Video: This is how potholes are formed ... and how they're repaired

Get to work, fellas


PATCHING up a pothole doesn’t take long, as this video proves, so why is it that the UK’s road network is crumbling?

A recent report claimed that British roads were suffering from a £9.3bn repairs backlog, with more than 24,000 miles of streets in need of urgent maintenance in the next year alone.

This week, the RAC warned that roads across the UK had deteriorated significantly because of the “toxic combination” of freezing weather and torrential downpours. It warned that the roads were in their “worst state for years”.

In Stoke-on-Trent, one pothole is believed to have “taken out” five cars in one hour. Police were called to the crater on the A34 on Sunday evening after cars suffered blown-out tyres and broken wheel trims.

Other vehicles were forced to swerve around the hole and police officers had to cordon off part of the road to prevent further damage.

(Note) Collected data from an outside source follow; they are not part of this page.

PR #977, opened 2026-07-14
Vim support in the code editor and vim keybinds in results

Dking08:
Closes discussions like #371 and other issues users closed becuase they shifted to other tools

Harlequin currently lacks a Vim-style code editor, so I implemented one while keeping changes to the existing codebase to a minimum.
I modified `components/code_editor` to support **both** the existing code editor and a new Vim-based code editor. I also added a small `vim_status_bar` component that displays the current editing mode (e.g., NORMAL, INSERT). This status bar is only visible when Vim support is enabled.
Other changes in cli.py, app.py and config.py are just to support the config-file based enable of this vim feature.

---

Why? - because I have seen multiple users including me getting frustrated as Harlequin lacks vim support, so I built one.
The implementation relies on an additional dependency, `textual-vim-textarea`, a package I developed specifically for this feature. The package is stable and self-contained, requiring no further changes for this integration.
I tried other other packages but nothing worked, because Harlequin uses textual-textarea, which is a custom widget with different requirements.
There are effectively no tradeoffs. When Vim support is disabled, Harlequin behaves exactly as it did before. When enabled users can enjoy the vim keybinds!

---

- [x] No.

- [ ] Yes.
- [x] No, I need help with testing this change.

- [x] I have added an entry to `CHANGELOG.md`, under the `[Unreleased]` section heading. That entry references the issue closed by this PR. - it don't close any issue.


Dking08:
The Vim enabled interface

Dking08:
User can enable the vim support using the `--config` command too!

image

Dking08:
@tconbeer should I also raise a PR to change docs? I am not sure

Dking08:
Any changes required @tconbeer ?

clang-engineer:
I strongly agree that Harlequin needs a proper way to use Vim in the Query Editor. I already use a custom Vim-style keymap for the Data Catalog and Results Viewer, so this would complete the workflow nicely.

One thought about the configuration: would `code_editor = "vim"` be preferable to `vim_code_editor = true`?

Even without introducing a full editor plug-in system, representing this as an editor choice would avoid an implementation-specific boolean and scale more naturally if Harlequin supports another editor implementation in the future.

Thanks for working on this!

Dking08:
Thanks for the support @clang-engineer
Your `vim_code_editor` flag suggestions would be a better approach for this and can scale too in future. 
I am updating the code to use this flag instead of hardcoding 'vim' in code_editor

clang-engineer:
> I am updating the code to use this flag instead of hardcoding 'vim' in code_editor

Thanks! Just to clarify, I was suggesting the opposite: code_editor = "vim" instead of a vim_code_editor = true flag.

My thought was that code_editor models the editor choice directly and would scale more naturally if Harlequin supports additional editor implementations in the future.

Dking08:
Thanks for clarifying, @clang-engineer! I had understood your suggestion, but my poor phrasing made it sound confusing. I’ve started working on it and will push the changes soon.

Dking08:
I have updated the code,
1. Merge conflicts are resolved
2. Made changes to config

clang-engineer:
Would it make sense to constrain code_editor in the config schema as well, e.g. with a string type and an enum of ["default", "vim"]?

The CLI already models this as an explicit editor choice via click.Choice, so keeping the schema equally strict would make the configuration contract consistent and avoid unknown values silently falling back to the default editor.

Dking08:
Thank you @clang-engineer for another valuable suggestion - adding a stricter schema to `code_editor`

Dking08:
Updated schema

clang-engineer:
Sounds good, thanks for incorporating it!

waldnzwrld:
Came here specifically looking for this, since trying to set keybindings is recording left_shift when I try to record ? 

Can't wait for this to merge

PR #992, opened 2026-08-03
perf: debounce the autocomplete merge during lazy catalog loads

scantinibudden:
No linked issue — this came from using Harlequin daily against a high-latency (remote postgres) database; happy to open one if you'd prefer.

Every lazily-fetched catalog node calls `extend_catalog` on both completers, and each call ended with `_merge_completions`, which re-sorts the **entire** completion corpus (keywords + functions + catalog) — two full O(n log n) sorts on the main thread per fetched node. Against a remote database, the Data Catalog's background loader streams `NewCatalogItems` for many seconds, and the repeated merges make the whole UI feel sticky (even pure client-side actions like collapsing a tree node queue behind them).

This PR:
- adds a `defer_merge` flag to `extend_catalog` (default `False`, so the public behavior is unchanged for other callers) and extracts the merge into a public `merge()` method;
- the app now extends with `defer_merge=True` and schedules a single merge at most once per second while items are streaming in.

Fetching behavior is unchanged — the catalog stays exactly as fresh as before; new completions just become visible up to 1s later, instead of costing a full re-sort each.

- A trailing (resetting) debounce would do fewer merges but could starve completions for the entire duration of a long lazy-load stream; the non-resetting 1s timer bounds staleness at ~1s.
- An incremental merge (insort per batch) would avoid the full sort entirely, but it's a bigger change to the completer internals for little additional gain once the merge runs ≤1/sec.
- Tradeoff: completions from a just-loaded node may take up to 1s to appear in the menu.

- [x] No.

- [x] Yes.

https://claude.ai/code/session_01EecCPQjLNeHoYHCRQ8QJkZ


tconbeer (approved):
thanks for this PR!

Huge pothole in Stoke on Trent took out five cars in an hour

Julie Reed, 48, a nurse, said that she was leaving work at 9pm when she hit the hole. Her car sustained a broken alloy wheel and burst tyre.

“As I was waiting for assistance within ten minutes another car hit the pothole and had a complete blowout and broken alloy,” she said.

“The pothole had taken out five cars in the space of an hour. We measured it at seven inches deep. It was huge.”

Stoke-on-Trent city council said that the hole had since been repaired.

Pete Williams, an RAC spokesman, said: “There is little doubt that the UK is experiencing a plague of potholes with road surface damage at some of the worst levels we have seen in years.

“The toxic combination of rain, ice and snow over a prolonged period have taken their toll and we are expecting that damage to cars will be significantly up on the same period in 2017. It is clear that we are now at a crisis point in many parts of the country and we know that local authorities will struggle to address this damage with budget pressures.”